I know, but if you read the code of the test it says "generate passphrase". It does not make sense here, just from the code readability point of view.

machniak requested changes to this revision.Jun 30 2021, 12:27 PM
machniak added inline comments.
src/app/Providers/AppServiceProvider.php
131

There's no $object defined here.

This revision now requires changes to proceed.Jun 30 2021, 12:27 PM
vanmeeuwen planned changes to this revision.Jun 30 2021, 1:31 PM
vanmeeuwen added inline comments.
src/app/Console/ObjectDeleteCommand.php
95

What do you mean it doesn't?

src/tests/Browser/Admin/DashboardTest.php
50

This is why I wanted to get away from tests using seeded fixtures -- but that is also a different effort.

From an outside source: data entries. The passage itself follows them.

Issue #12, opened 2023-06-03
Implement function for replacing comments in the comment tree 


buresdv:
## Introduction
As it is now, in order to rate a comment, the entire view must be force-reloaded to apply changes to the comment items

## Requirements
There should be a function which will accept an updated `Comment` struct. it will then traverse the comment tree, find the old `Comment`, and replace it with the new comment, preserving the current contents of the `children` property.

## Discussion
Much like with the previous system of creating replies, in order for a user's vote on a comment to show up, after each voting operation, Mlem needs to re-pull the entire comment tree from the API, parse it, and force-reload the view to get the vote to show up. This is very inconvenient, as it can take a couple of seconds to vote on a post; and if the user presses any of the voting buttons quickly in succession without waiting fo the updated comment tree to become available, Mlem will crash.

This improved system would instead replace only the relevant comment in the tracker, which would eliminate the time and energy-demanding system of pulling the entire tree again. It would be much more seamless and not prone to crashes.

This system would later be used for other types of comment manipulation, such as saving comments, editing their contents and deleting them. This is why I believe it would be more convenient to replace the entire `Comment` node in the tree, instead of just manipulating its various properties.

It might be more trivial compared to #5.

@samalone

PR #16, opened 2023-06-03
Add Comment.replaceReply and .removeReply

samalone:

vanmeeuwen updated this revision to Diff 7435.Jun 30 2021, 1:32 PM
  • Fix c/p error
vanmeeuwen marked an inline comment as done.Jun 30 2021, 1:44 PM

Marking a comment thread as done in the app service provider.

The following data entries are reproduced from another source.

PR #20, opened 2023-06-04
Fix - external link handling

mormaer:
This PR addresses the issue described [here](https://github.com/users/buresdv/projects/4/views/1?pane=issue&itemId=29858951).

I have updated things so that we stay in a `SwiftUI` context via a representable wrapper rather than interacting directly with `UIKit`.

Requests to open a URL by the application are now caught at the `ContentView` level, in the future we can pass any URL we want handled into the environment and the behaviour of modally presenting the `SafariView` should occur.

I've added a TODO as there should be some consideration made of how URLs which we can determine are linking to communities/posts etc should be handled, as a better UX would be for the user to be navigated within the application to our native views as opposed to treating all links as external.

### DIFF
--- a/Mlem.xcodeproj/project.pbxproj
+++ b/Mlem.xcodeproj/project.pbxproj
@@ -7,6 +7,7 @@
 	objects = {
 
 /* Begin PBXBuildFile section */
+		503BA26D2A2C93C70052516C /* SafariView.swift in Sources */ = {isa = PBXBuildFile; fileRef = 503BA26C2A2C93C70052516C /* SafariView.swift */; };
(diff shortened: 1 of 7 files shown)


buresdv:
Issue was fixed by replacing `NavigationLink` with a `NavigationStack`

buresdv:
I'd be more than happy to implement any other changes from this PR, could you just open a new one?

mormaer:
> I'd be more than happy to implement any other changes from this PR, could you just open a new one?

I can do - I'll pull in the latest changes from `master` when I have time tomorrow and rebase to see if there are any conflicts - nice to see the new navigation API was able to resolve it though 🎉

Issue #13, opened 2023-06-03
* App crashes when loading sticky


ExperiBass:
**Describe the bug**
Attempted to visit the [sticky on lemmy.ml.](https://lemmy.ml/post/971001)

**Expected Behavior**
The post to load correctly.

**Actual Behavior**
The app crashed.

**To Reproduce**
Tap on the post.

**Mlem Information:**
version is 0.0.6, i didnt see a build number? didnt happen on 0.0.5

buresdv:
Man, that post is causing nothing but problems. I'll look into it again, it seems to be a problem with the data fetching function

ExperiBass:
good luck, id help but xcode doesnt seem to like me :C

mormaer:
The crash here is caused by the size of the response exceeding the maximum our task allows, I had a look and we don't currently define a `.maximumMessageSize`, so the default value is being used: 1048576 bytes.

That post currently has 408 comments and counting so it's response is huge compared to most others - the crash is resolved by increasing that value for example:
```swift
task.maximumMessageSize = 1048576 * 2
```
This isn't a robust solution as obviously the application would crash if it encountered a post with a larger response than that now 🙃 

I see there's a ticket for [migrating to the REST api](https://github.com/users/buresdv/projects/4/views/1?pane=issue&itemId=29851430) which I'd imagine will make this a non-issue in the future.

If moving to REST instead of websockets is something that will happen soon, it could be worth the _quick and dirty_ fix of increasing the maximum as above to resolve the crash, rather than sink time into identifying a robust solution that will be redundant in the near future.

buresdv:
Thank you for the insight! Yes, I'm planning to migrate to the REST API ASAP, but the process has been a bit rocky.

I have a fire under my ass because the WebSocket API will be removed sometime this month, so I'll have to do the migration until then.

I think it will be safe to increase the max task size temporarily. Originally, I wanted to have a system where it would load only a few top-level comments with the rest on-demand, but I have other priorities at the moment.

mormaer:
as noted above I've opened a PR with that small change ^

buresdv:
Thank you, merged :)

PR #23, opened 2023-06-04
fix - increase maximum message size

mormaer:
As discussed [here](https://github.com/buresdv/Mlem/issues/13) the application crashes when attempting to load to many comments.

As the migration to REST is in progress this temporary fix will mitigate the crash win the short term until the web socket implementation is replaced.


buresdv (approved):
Thank you very much, looks good!

PR #46, opened 2023-06-06
present URLs from SwiftUI context

mormaer:
This PR contains the changes originally proposed in #20.

In addition to those there is one additional change afa3bf6a20c22a4325a070a15e8232a6710f7f16, which prefers using `.fullScreenCover` for presentation of the Safari representable view. After looking at it again use of `.sheet` was not ideal as it caused the navigation bar to behave strangely on collapse.

With this change presentation of URLs its handled at the root of the application which should allow any child views to display a URL by passing the acton into the environment as seen in 59b045d41f8c4e184e93b954827242a8acf8bc9d.

I've added a TODO for considering how deep linking could be implemented - as remaining in the application when tapping links to posts/comments etc should be preferred.

---

The only visible change in behaviour is that links are now modally presented/dismissed instead of pushed/popped


buresdv:
I've been thinking about this for a few days and I still think the best option to display the webpage is to have the SafariViewController being pushed on top of the NavigationStack using the UIKit `present` method. Now that we fixed the issue with the navigation being messed up after closing the preview, I see no reason to transition away from it. 

I know it is not the most "SwiftUI" way, but it's the most native way. Other apps written in SwiftUI, namely IceCubes, try to emulate this behavior using SwiftUI, but it doesn't feel the same.

I think you did great work here, I like the contribution and think it is a great basis for foture link handling, but could we keep the UIKit `present` way of showing the webpage?

mormaer:
@buresdv - thanks for the response

If we leave this PR open I'll have another look at it, I'd say that calling out to `UIKit` in this way is OK in our current position, but we may need to revisit that approach in the future.

One of the benefits of remaining inside the `SwiftUI` context is that it ~will~ _should_ automatically adapt for the platform it runs on, if the application was to run on iPadOS/macOS at some stage later use of the `keyWindow` may behave strangely, but that is a bridge that can be crossed when we come to it 👍 

---

If I'm understanding your above request correctly, you'd like to keep the approach of handling the links via the environment (so that going forward we can pass links we want handled into it from anywhere), but instead of `.fullScreenSheet`, we'd revert to using the original `.present` approach at that last stage?

If my understanding is correct, I'll make that change and push a new commit onto this branch 👍

buresdv:
> One of the benefits of remaining inside the SwiftUI context is that it will should automatically adapt for the platform it runs on, if the application was to run on iPadOS/macOS at some stage later use of the keyWindow may behave strangely, but that is a bridge that can be crossed when we come to it 👍

That's a great point, since multiplatform support is in the pipeline. But I don't think it's time-sensitive ATM, since it's not a priority, so, as you said, we can cross that bridge when we come to it :)

> If I'm understanding your above request correctly, you'd like to keep the approach of handling the links via the environment (so that going forward we can pass links we want handled into it from anywhere), but instead of .fullScreenSheet, we'd revert to using the original .present approach at that last stage?

You understood it perfectly.

nick-lawson:
Nice, I'll get that done soon!

mormaer:
Nice, I'll get that done soon 👍 

(if you got a notification for another commenter it's me, turns out I'm logged in on my main account in mobile 😅)

mormaer:
@buresdv - I've updated this PR with some new commits, we're now back to using the original presentation via the `.keyWindow` approach 👍 

In addition to the I moved the link handling (although there's not really any _handling_ yet) into it's own class, thought being that it gives us a single place to add future logic to handle deep linking for community links etc...

The PR is rebased onto `master` and I updated the links in `SettingsView` to use the environment approach to save the references to `UIApplication` in there

buresdv (approved):
Great job, thank you very much! 👍

PR #47, opened 2023-06-07
Add bio and username prepended with @ symbol to User View

thx1766:
I modified the user view to display the username prepended with "@". I also added the user bio to the view.

Note: on my local I ran into some weird errors with modifying an isolated variable in the main actor. I worked around it with a hack, but without reaching out to the development team about my environment I figured I'd just submit the relevant changes and leave out my weird hack.


buresdv:
Thank you for the contribution! There was a complete overhaul of the user view just now, so unfortunately, I can't mere this PR because the changes have already been implemented.

Issue #42, opened 2023-06-05
iPad support


buresdv:

thx1766:
Started here https://github.com/buresdv/Mlem/pull/48

thx1766:
Before adding iPad to supported destinations:
![image](https://github.com/buresdv/Mlem/assets/6318596/ecbf469b-4bff-4846-8be8-be0f0bd46dff)
![image](https://github.com/buresdv/Mlem/assets/6318596/b684a785-4895-40c6-959f-69d5a01bd392)
![image](https://github.com/buresdv/Mlem/assets/6318596/36ec0d8e-78bb-4bba-b4b1-332ef0aea000)

![image](https://github.com/buresdv/Mlem/assets/6318596/f0e7e967-5562-43b2-9536-2862aaa72343)
![image](https://github.com/buresdv/Mlem/assets/6318596/04b21daa-a8bb-4781-b513-ea1617a578a7)
![image](https://github.com/buresdv/Mlem/assets/6318596/3e4c710a-1368-4ca8-96ac-cc42b838dc3f)
![image](https://github.com/buresdv/Mlem/assets/6318596/2fea411d-4808-467a-9b6a-94a513488053)

After:
![image](https://github.com/buresdv/Mlem/assets/6318596/c73ad69e-2d48-4cac-81e4-15067af7d6f5)
![image](https://github.com/buresdv/Mlem/assets/6318596/8627600f-26a0-4a1d-a161-9f92d41cd952)
![image](https://github.com/buresdv/Mlem/assets/6318596/d2a82249-288b-4674-9e05-c447a44589b9)

hugpeter:
if you are frustrated with mlem not supporting ipad, memmy is an alternative iOS app that currently does support it. memmy is not as far along in development as mlem and I definitely prefer mlem at this point in time, not sure what the hold up is for mlem on this if someone could educate me.

PR #48, opened 2023-06-07
Add iPad to Supported Destinations

thx1766:
Add iPad to Supported Destinations


andrew-vanderbilt:
Making it a giant iPhone app would be detrimental to the experience of the user. Unless the app undergoes some redesigns to utilize the larger screen real-estate, I fail to see how just enabling the build iPad family target is a benefit.

isametry:
…More detrimental than an upscaled 750px iPhone app surrounded with black bars? This has to be trolling right?

Even if precisely ZERO further enhancements are added to take advantage of an iPad screen, this change singlehandedly takes the app from “unbearable on iPad” to “useable on iPad”.

ShadowJonathan:
Multiplatform support is tracked under #40, this is a PR from an external contributor, please don't act or banter like this is an officially-approved PR yet, as we have yet to review it.

There's been discussion on the best way to do iPad support the last few days, and @thx1766 was a bit eager to send a PR ahead of time.

isametry:
I'm sorry, you're right, this is not the place for discussion. I've stripped the unnecessarily agitated parts from my previous comment.

thx1766:
Here are some screenshots of the current state of Mlem on the iPad, assuming we took the current main branch and deployed it to an iPad.

The first two screenshots are portrait and landscape views of the simulator showing the iPhone-shaped result.

The other images are from my fiancé's physical iPad running multiple apps with Stage Manager. Here Mlem is resizable, but not necessarily ideal.

Simulator Screenshot - iPad (10th generation) - 2023-06-10 at 11 40 44
Simulator Screenshot - iPad (10th generation) - 2023-06-10 at 11 40 21
IMG_9ABB4EDF7EC5-1
IMG_7EBAFDF01532-1
4c5)
IMG_C92E699F2119-1

This last screenshots show the settings tab with nested navigation, which swiftUI renders in a sensible way on iPhone but seems silly and requires extra taps to navigate around on an iPad. If there are a lot of settings that can't be managed on one iPad sized page, it might make sense to group them this way, but it seems like a waste of screen real estate to me. Just my opinion for the design team to take into consideration.
IMG_E6EC40C0DE40-1

IMG_C2CEA96CAFA9-1

buresdv:
Thank you, what if you apply the changes in this PR to the current state of the master branch? How does that look?

thx1766:
Adding the iPad supported destination, we get a much more elegant settings menu.
IMG_AD017CA68A5E-1
IMG_AF0FE96DE023-1

thx1766:
Here's the simulator showing landscape settings page in full screen mode.
Simulator Screenshot - iPad (10th generation) - 2023-06-10 at 11 58 36

thx1766:
Closing this out as this is not a priority currently.

buresdv:
Thank you very much for the pictures, I think that even if we don’t change much, the experience is much better.

Can you please post all these pictures to #42? And we should continue the discussion there.

PR #51, opened 2023-06-07
fix #50 - avoid force unwrapping urls

### LINKED ISSUE #50: Fix the crashing
https://drive.google.com/file/d/1tRf8_yrl8hVReBb0SPm1DRKEFQy8_l-N/view?usp=share_link

Mostly has to do with this function: https://github.com/buresdv/Mlem/blob/master/Mlem/Logic/Networking/Infinite%20Loader.swift

mormaer:
This PR addresses #50 

As noted in the above issue the crash reports highlight a runtime error:

`Unexpectedly found nil while unwrapping an Optional value`

The changes [here](https://github.com/buresdv/Mlem/compare/master...mormaer:fix-50-force_unwrap_url_crash?expand=1#diff-c58a875406d9325f1c6fc2c6497b428aa2a1fdb8d0ac6e48e5774e1bafd957acR18) remove the force unwrapping (`!`) on the URLs, if an invalid `baseInstanceAddresss` parameter is fed in we will now throw the error instead of crashing.

You can test this fix with the following steps:
- [ ] On the existing build enter an invalid address on the add account page, eg `beehaw   .org`, note the whitespace
- [ ] Enter credentials and tap log in
- [ ] Confirm the app crashes
- [ ] Build this branch and repeat the above steps
- [ ] Confirm you are shown the `unable to connect...` error message without crashing

---

Added two additional commits to address other crashes for force unwrapping in the logs.

Of the remaining issues that the logs identify:
- a few are low-level Swift errors which are difficult to resolve without steps to replicate
- one is in `convertResponseDateToDate` which appears to have been mitigated by previous changes, the reports appear to be from app version `0.0.2`
- one is linked to the current Safari view implementation which should be resolved by #46

### DIFF
--- a/Mlem/Logic/Networking/Get Correct URL to Endpoint.swift
+++ b/Mlem/Logic/Networking/Get Correct URL to Endpoint.swift
@@ -7,45 +7,34 @@
 
 import Foundation
 
-fileprivate enum EndpointDiscoveryError: Error
-{
+enum EndpointDiscoveryError: Error {
     case couldNotFindAnyCorrectEndpoints
 }
 
-func getCorrectURLtoEndpoint(baseInstanceAddress: String) async throws -> URL
-{
+func getCorrectURLtoEndpoint(baseInstanceAddress: String) async throws -> URL {
     var validAddress: URL?
     
-    let possibleInstanceAddresses: [URL] = [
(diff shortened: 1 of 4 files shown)


buresdv (approved):
Great contribution, thank you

machniak requested changes to this revision.Jun 30 2021, 2:47 PM
[14:20:34] <alec> I'm getting quite a lot of failing tests: Errors: 20, Failures: 51, Skipped: 7, Incomplete: 14. just from --testsuite=Feature 
[14:20:34] <alec> I guess you might be running tests with a different APP_TENANT_ID or sth 
[14:20:54] <alec> I have APP_TENANT_ID=1 in .env 
[14:22:57] <alec> damn, and I've run it with production mollie key, there 4 new users created, can you remove them? 
[14:27:32] <alec> also APP_PASSPHRASE=simple123 is needed when seeding and running tests 
[14:41:48] <alec> for browser tests: Errors: 16, Failures: 8, Skipped: 14, Incomplete: 1. 
[14:43:14] <alec> this is what I expected, changing default set of entitlements/skus is breaking a lot of tests 
[14:46:14] <alec> also phpstan has a lot to say
This revision now requires changes to proceed.Jun 30 2021, 2:47 PM
vanmeeuwen updated this revision to Diff 7441.Jun 30 2021, 3:45 PM
  • Pretend that commandPrefix is available in Command
  • Label the use of builder for the sake of phpstan
  • Update phpstan.neon patterns
  • Model -> object
vanmeeuwen updated this revision to Diff 7447.Jun 30 2021, 4:25 PM
  • Adjust some more of them numbers
vanmeeuwen updated this revision to Diff 7465.Jul 2 2021, 7:15 AM
  • Correct some more numbers
  • Correct tests
machniak updated this revision to Diff 7483.Jul 7 2021, 2:51 PM
  • Fix browser tests
vanmeeuwen updated this revision to Diff 7489.Jul 8 2021, 11:19 AM
  • Fix some of the feature tests
machniak updated this revision to Diff 7495.Jul 9 2021, 10:33 AM
  • Fix obvious test regressions and a bug in the signup controller
machniak updated this revision to Diff 7501.Jul 9 2021, 12:38 PM
  • Fix various places where tenant context wasn't applied when selecting a sku record
machniak updated this revision to Diff 7507.Jul 9 2021, 3:16 PM
  • Fix reseller's GroupsController and tests for it
machniak updated this revision to Diff 7513.Jul 9 2021, 4:46 PM
  • Fix InvitationsController
machniak updated this revision to Diff 7519.Jul 9 2021, 8:00 PM
  • Fix Group and Domain controllers, use new helper checkTenant()
machniak updated this revision to Diff 7525.Jul 12 2021, 11:44 AM
  • Remove unused Packages controllers for admin and reseller API
  • Fix SKU controllers
  • Fix Wallet controllers
  • Fix Users controllers
  • /api/discounts -> /api/users/{id}/discounts as we need the user context for this
vanmeeuwen accepted this revision.Jul 30 2021, 7:40 AM
This revision was not accepted when it landed; it landed in state Needs Review.Jul 30 2021, 7:52 AM
This revision was automatically updated to reflect the committed changes.